Keywords: Compressive sensing, distributed source coding, sparsity, random projection, random matrix, linear programming, array processing, sensor networks.

1 Introduction

A core tenet of signal processing and information theory is that signals, images, and other data often contain some type of structure that enables intelligent representation and processing. The notion of structure has been characterized and exploited in a variety of ways for a variety of purposes. In this paper, we focus on exploiting signal correlations for the purpose of compression.

Current state-of-the-art compression algorithms employ a decorrelating transform such as an exact or approximate Karhunen-Loève transform (KLT) to compact a correlated signal’s energy into just a few essential coefficients [5, 6, 7]. Such transform coders exploit the fact that many signals have a sparse representation in terms of some basis, meaning that a small number of adaptively chosen transform coefficients can be transmitted or stored rather than signal samples. For example, smooth signals are sparse in the Fourier basis, and piecewise smooth signals are sparse in a wavelet basis [8]; the commercial coding standards MP3 [9], JPEG [10], and JPEG2000 [11] directly exploit this sparsity.

1.1 Distributed source coding

While the theory and practice of compression have been well developed for individual signals, distributed sensing applications involve multiple signals, for which there has been less progress. Such settings are motivated by the proliferation of complex, multi-signal acquisition architectures, such as acoustic and RF sensor arrays, as well as sensor networks. These architectures sometimes involve battery-powered devices, which restrict the communication energy, and high aggregate data rates, limiting bandwidth availability; both factors make the reduction of communication critical.

Fortunately, since the sensors presumably observe related phenomena, the ensemble of signals they acquire can be expected to possess some joint structure, or inter-signal correlation, in addition to the intra-signal correlation within each individual sensor’s measurements.

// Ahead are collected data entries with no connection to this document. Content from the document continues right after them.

PR #7140, opened 2019-12-26
In file comment typo

Kravickas:
I was editing colors and i couldn't find where to change background color of the search bar.


AniLeo:
Wouldn't count Searchbar as being a typo

Kravickas:
There is Seachbar too.

PR #7141, opened 2019-12-27
Improve user interaction during save dialogs

Megamouse:
This adds two more dialogs during savedata operations:

1. Users will be asked for confirmation before loading, deleting or overwriting a savegame.

2. Users will see an error message for certain errors during save operations.

I am leisurely working on success messages and loading indicators, but this needs a lot of finetuning, like adding an option for users who don't like it and for example knowing when we are in auto load/save mode, defining success messages (no idea what's used on ps3) etc. etc.


SpeddieSwagetti:
After testing some games, the feature seems a little intrusive. E.g. some games autosave far too frequently for this dialog to be necessary.

Megamouse:
you would have to check if the dialog is shown in these cases on real ps3

PR #7142, opened 2019-12-27
LLVM: compress PPU cache

Nekotekina:
Compress new files in .gz format. Backward compatible with uncompressed files.


Psycho-A:
Is it possible to compress all files into one common archive? That would be great (for thousands pipeline cache files too).

PR #7339, opened 2020-01-29
Update missing rap file error

Asinin3:
This should help users better understand why exactly their PSN games aren't launching. And links them to the quickstart guide if they require assistance. Saving us from having to assist as many users every day.


rpcs3/Crypto/unself.cpp
```diff
@@ -1319,7 +1319,8 @@ bool SELFDecrypter::GetKeyFromRap(u8* content_id, u8* npdrm_key)
 
 	if (!rap_file)
 	{
-		LOG_FATAL(LOADER, "Failed to load RAP file: %s. Make sure the file extension is lowercase.", rap_path);
+		LOG_FATAL(LOADER, "Failed to load RAP file: %s.", rap_path);
+		LOG_ERROR(LOADER, "RPCS3 could not find the license file(s) required to launch the game.\nEnsure the .rap license file is placed in the dev_hdd0/home/00000001/exdata folder with a lowercase file extension.\nIf you need assistance on dumping the license file from your PS3, read our quickstart guide: https://rpcs3.net/quickstart");
```
Megamouse: Why not just append this in the prior message?

Asinin3: Jotain told me it would be better to do it in a seperate error, so that's what I did. I guess it's better because it's cleaner if you're printing out the fatal for the bot etc?

PR #7344, opened 2020-01-30
Fix ellipsis

CookiePLMonster:
… is an UTF-8 character and those don't really belong in messages like this anyway.

Prevents a broken character from displaying:
image


illusion98:
Caused by https://github.com/RPCS3/rpcs3/pull/7325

In such settings, distributed source coding that exploits both intra- and inter-signal correlations might allow the network to save on the communication costs involved in exporting the ensemble of signals to the collection point [12, 13, 14, 15]. A number of distributed coding algorithms have been developed that involve collaboration amongst the sensors [16, 17, 18, 19]. Note, however, that any collaboration involves some amount of inter-sensor communication overhead.

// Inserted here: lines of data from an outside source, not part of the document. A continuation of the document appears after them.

Issue #7220, opened 2020-01-09
RSX code in maintenance mode


kd-11:
RSX code is now in maintenance mode until all current regressions are fixed. This is a meta tracker for this subtask:

Blockers:
1. Reported
- [x] https://github.com/RPCS3/rpcs3/issues/7241
- [x] https://github.com/RPCS3/rpcs3/issues/7240
- [x] https://github.com/RPCS3/rpcs3/issues/7225
- [x] https://github.com/RPCS3/rpcs3/issues/7224
- [x] https://github.com/RPCS3/rpcs3/issues/7063
- [x] https://github.com/RPCS3/rpcs3/issues/6968
- [x] https://github.com/RPCS3/rpcs3/issues/6822
- [x] https://github.com/RPCS3/rpcs3/issues/6735
- [x] https://github.com/RPCS3/rpcs3/issues/6719
- [x] https://github.com/RPCS3/rpcs3/issues/6341
- [x] https://github.com/RPCS3/rpcs3/issues/6311
- [x] https://github.com/RPCS3/rpcs3/issues/6197
- [x] https://github.com/RPCS3/rpcs3/issues/6156
- [x] https://github.com/RPCS3/rpcs3/issues/6032
- [x] https://github.com/RPCS3/rpcs3/issues/5938
- [x] https://github.com/RPCS3/rpcs3/issues/5872
- [x] https://github.com/RPCS3/rpcs3/issues/5526

2. No specific issue raised
- [x] MTRSX causes emulator freeze with "vk::wait_for_event timed out" error messages.
- [x] R&C new games need WCB to flip properly.

Aurez:
what about #6719 ?

kd-11:
Added

StevenMiller123:
Wouldn't #6803 be related to this? It was caused by PR #6737 (rsx: Recover from invalid writes to CELL_GCM_NV4097_SET_INDEX_ARRAY_DMA)

kd-11:
No, it was always supposed to be crashing. We went so far as to check what a PS3 would say about the crap DBZ was pushing to RSX and it also crashed. May be improved by the fifo wake PR currently open.

kd-11:
Note to self: remember to investigate https://github.com/RPCS3/rpcs3/issues/6419
While not really a bug, its worth reviewing the implementation while I'm at it.

Xcedf:
[...]

PR #7345, opened 2020-01-30
Make rsx::get_address report caller location

elad335:
Report line and filename of caller rsx::get_address upon failure of address translation.

Note: Also added verification for RSXIO REPORT memory for offsets out of range: offset must be lower than 10m.

### DIFF
--- a/rpcs3/Emu/Cell/Modules/cellGcmSys.cpp
+++ b/rpcs3/Emu/Cell/Modules/cellGcmSys.cpp
@@ -142,7 +142,7 @@ vm::ptr<CellGcmReportData> cellGcmGetReportDataAddressLocation(u32 index, u32 lo
 		cellGcmSys.error("cellGcmGetReportDataAddressLocation: Wrong local index (%d)", index);
 	}
 
-	return vm::ptr<CellGcmReportData>::make(g_fxo->get<gcm_config>()->gcm_info.label_addr + 0x1400 + index * 0x10);
+	return vm::ptr<CellGcmReportData>::make(g_fxo->get<gcm_config>()->gcm_info.label_addr + ::offset32(&RsxReports::report) + index * 0x10);
 }
 
 u64 cellGcmGetTimeStamp(u32 index)
@@ -154,7 +154,7 @@ u64 cellGcmGetTimeStamp(u32 index)
 		cellGcmSys.error("cellGcmGetTimeStamp: Wrong local index (%d)", index);
 	}
 
-	return vm::read64(g_fxo->get<gcm_config>()->gcm_info.label_addr + 0x1400 + index * 0x10);
+	return vm::read64(g_fxo->get<gcm_config>()->gcm_info.label_addr + ::offset32(&RsxReports::report) + index * 0x10);
 }
 
 u32 cellGcmGetCurrentField()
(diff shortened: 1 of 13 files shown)


kd-11:
Code is fine and logic is sound (and needed to aid debugging) but once again https://github.com/RPCS3/rpcs3/issues/7220 stands in the way. And no, its not about ease of fixing or correctness, think of it as a fence so that any bug reports after it will refer to builds created after it is resolved. That is the whole reasoning behind a code freeze.

tsou21:
[RPCS3.log.gz](https://github.com/RPCS3/rpcs3/files/4140822/RPCS3.log.gz)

In the Slepian-Wolf framework for lossless distributed coding [12, 13, 14, 15], the availability of correlated side information at the decoder (collection point) enables each sensor node to communicate losslessly at its conditional entropy rate rather than at its individual entropy rate, as long as the sum rate exceeds the joint entropy rate. Slepian-Wolf coding has the distinct advantage that the sensors need not collaborate while encoding their measurements, which saves valuable communication overhead. Unfortunately, however, most existing coding algorithms [14, 15] exploit only inter-signal correlations and not intra-signal correlations. To date there has been only limited progress on distributed coding of so-called “sources with memory.” The direct implementation for sources with memory would require huge lookup tables [12]. Furthermore, approaches combining pre- or post-processing of the data to remove intra-signal correlations combined with Slepian-Wolf coding for the inter-signal correlations appear to have limited applicability, because such processing would alter the data in a way that is unknown to other nodes. Finally, although recent papers [20, 21, 22] provide compression of spatially correlated sources with memory, the solution is specific to lossless distributed compression and cannot be readily extended to lossy compression settings. We conclude that the design of constructive techniques for distributed coding of sources with both intra- and inter-signal correlation is a challenging problem with many potential applications.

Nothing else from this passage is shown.